**Supplied material**:

PR #502, opened 2023-02-01
Pre release fixes

nop33:
The list of commits describes well the fixes. One thing to note is that I had to rework the gas fields in every send modal because it was a pain in the 🍑 to clear both gas amount & price when closing the toggled section the way it was implemented before.

I will release an rc for internal testing on top of this PR, so that others can help testing while you are reviewing it.


mvaivre:
Oof, well done! 

Functional tests look good, only one little thing related to the toggled sections : errors are still visible after closing and reopening.

Moving on to code review.

__updating...__

src/hooks/useGasSettings.tsx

**Exercise objective**:
Each entry above is to be quoted exactly.

**Task result**:
PR #502, opened 2023-02-01
Pre release fixes

nop33:
The list of commits describes well the fixes. One thing to note is that I had to rework the gas fields in every send modal because it was a pain in the 🍑 to clear both gas amount & price when closing the toggled section the way it was implemented before.

I will release an rc for internal testing on top of this PR, so that others can help testing while you are reviewing it.


mvaivre:
Oof, well done! 

Functional tests look good, only one little thing related to the toggled sections : errors are still visible after closing and reopening.

Moving on to code review.

__updating...__

src/hooks/useGasSettings.tsx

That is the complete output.